By Jonathan Reed
It feels like a lifetime since the announcement of a stand-alone Venom movie. With revelation after revelation of the cast, plot and potential character appearances, Venom was released to the comic book movie world. And just like the original teaser trailer, which was released to a less than impressed response, Venom falls short of its ultimate potential.
Out of all of the characters within the Marvel Universe, perhaps Venom is the most tricky to get right. They tried with Spider-Man 3 in 2007, and that portrayal was so despised that it would take another 10-years before the idea of the symbiotic villain appearing in the movie-making world was discussed.
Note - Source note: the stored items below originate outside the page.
Issue #4432, opened 2015-09-16
KA Lite splash image off-center


MCGallaspy:
On `0.15.x`. I pulled this from the docs, but I've also noticed when using the app, or viewing sl screencasts. The splash image overflows it's container.

![image](https://cloud.githubusercontent.com/assets/8888020/9893486/be9ca724-5bcd-11e5-9a35-f75233fccbf3.png)

I think it's a vector asset, right? Can we resize it dynamically?

66eli77:
if you set the width the same as its container, it should resize correctly

rtibbles:
Fixed in #4435

PR #4433, opened 2015-09-16
Docs screenshots fixup

MCGallaspy:
Replaces #4404. I created a weird history after accidentally merging develop instead of 0.15.x and continuing to work on top of it. This should incorporate all the changes.


MCGallaspy:
Two more things. Need to build the screenshots with:

* An internet connection, or the server configured to detect a local running instance of the central server. Otherwise some (registration) pages display incorrectly.
* A downloaded language pack, so that the delete button is visible for a screenshot. Or fiddle around with screenshot settings or setup process to make the server _think_ a language pack is downloaded. @aronasorman any advice on how to make a language pack appear to be downloaded without actually downloading it? Ideally a method which is future proof.

MCGallaspy:
Oh, and I will resolve #4432 and remove cruddy screenshots from the commit history before building and committing a good set.

aronasorman:
re: language pack -- you just need to create a json file in a folder named after the language code. If you wanna fake es:

```
locale/
  es/
     - es_metadata.json

> cat locale/es/
{}
```

That should be the minimal way to fool `kalite` that a language is installed.

MCGallaspy:
Are there any caveats? Does it need to be done before the server starts? Is there any guarantee it won't change in the future, quietly breaking the screenshot again?

aronasorman:
If you do it after server restart you need to force a cache invalidation. There should be functions for that. 

re: guarantee -- we're not planning any huge i18n refactoring soon, and that part of i18n doesn't change much. So it should be stable in the short term.

MCGallaspy:
Empty es_metadata.json as you've described doesn't work -- instead I get a bunch of errors when it fails to find some key from that file. I think for now I will simply actually download a language pack.

aronasorman:
Were you trying to view the `update language packs` page? It should only fail in that page. Otherwise you can fill it with these details:

```
{"num_dubbed_videos": 0, "code": "de", "native_name": "Deutsch", "subtitle_count": 1761, "ka_ntranslations": 184935, "language_pack_version": 17, "package_size": 8777710, "approved_translations": 185679, "percent_translated": 88.96293989411399, "zip_size": 3546260, "software_version": "0.15", "beta": false, "kalite_nphrases": 1435, "num_exercises": 0, "kalite_ntranslations": 744, "name": "German", "phrases": 208715, "ka_nphrases": 207280}
```

MCGallaspy:
It also failed on startup because it lacked the keys `name` and `code`.

MCGallaspy:
But yes, I was trying to "view" that page with a WebDriver, to take screenshots.

jamalex:
> remove cruddy screenshots from the commit history before building and committing a good set.

this sounds like the main remaining piece to me -- I skimmed the code, and nothing popped out (though I'm not really familiar with that code

:+1:

MCGallaspy:
Everything seems to work ok. Probably good to take another pass at it closer to release.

But fast forward to 2018 and here we are, with a solo outing from Spider-Man’s most fearsome enemy. On paper, everything about Venom should work. The cast is truly A-List with Tom Hardy taking the titular role of Eddie Brock, Michelle William’s as Eddie’s ex-fiancée and attorney, Anne Weying and Riz Ahmed as genius inventor, Carlton Drake. The director Ruben Fleischer gave us the brilliant Zombieland, and ultimately this is a spinoff of Marvel’s most successful and popular Superhero series, Spider-Man. Taking all of this into account, the only question left to ask is why didn’t it work? Or at least, most of it?
Like I stated earlier, Venom has a somewhat chequered past with the movie world and bids to create a successful version to please fans and critics alike have been batted back and forth for years. After the miserable incarnation in Spider-Man 3, the hope of a new movie seemed a pipedream. Then came the announcement of the new Venom, and whilst the initial response was positive, that quickly vanished with the release of the teaser trailer.
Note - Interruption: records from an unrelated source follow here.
PR #4435, opened 2015-09-16
Style splash image responsively

### LINKED ISSUE #4432: KA Lite splash image off-center

MCGallaspy:
Fixes #4432. Here's how it looks in various viewport sizes:

__Normal__
ss2

__Smaller__
ss3

__Smallest__ (when the hamburger shows up)
ss4


66eli77:
look good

The title character of which the movie was named after, Venom was missing. This caused a confused response from fans, but the confusion dissipated soon afterwards once the first glimpse of the black, shiny monster was revealed.
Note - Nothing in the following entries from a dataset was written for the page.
Issue #4438, opened 2015-09-16
Better way to specify CHANNEL setting


MCGallaspy:
This isn't a bug by a usability consideration. Since we're deprecating the user of local_settings.py, if one wishes to specify the CHANNEL setting, one has to also specify a number of derived settings (I'm looking at CHANNEL_DATA_PATH and CHANNEL_DATA).

I think the best solution is to remove derived settings into the relevant app within kalite, so that it's loaded _after_ the user's settings module. There may be other considerations in this specific case, depending on how the derived settings are used.

MCGallaspy:
@aronasorman incidentally, despite my best efforts I'm having some trouble importing a channel for testing. Could there be other settings I'm missing? What is the recommended way to import a channel?

rtibbles:
Fixed in #4440

PR #4440, opened 2015-09-17
Custom channel fixes

rtibbles:
Makes custom channels activatable in new settings paradigm.

Sets root node of custom channel import to "root".

### DIFF
--- a/kalite/topic_tools/settings.py
+++ b/kalite/topic_tools/settings.py
@@ -12,16 +12,22 @@ only on django.conf.settings
 import os
 from django.conf import settings
 
+CHANNEL = getattr(settings, "CHANNEL", "khan")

Suddenly, everyone seemed excited! This was the version of Venom we had all wanted to see, but sadly the excitement has been short lived.
Out of all the more frustrating aspects about Venom, and there are many, perhaps the biggest is this. A character with unlimited potential and a freedom to play with a chaotic personality, is stuck within a stereotypical box of clichés and stilted scripting. Venom/Brock plays, whether it be fighting vigilantes, or other symbiotic creatures, but it never makes any sense.
The lack of structure to the plot creates a patch-work story which deviates at random intervals leaving the movie feeling disjointed. This lack of plot configuration fails to give room for Hardy to fully explore Venom/Brock and limits a character with so much to give. Though what Hardy does with what he is given shows some glimpse of hope if future Venom movies are greenlit.
It’s not just Venom that fails to take off, the ensemble have the same problem. The past relationship with William’s character, Anne isn’t fully explored and the main villain of Carlton Drake/Riot brings nothing new to the supervillain realm. Ultimately, Venom falls into those section of films that create a supporting cast that is sadly worthless.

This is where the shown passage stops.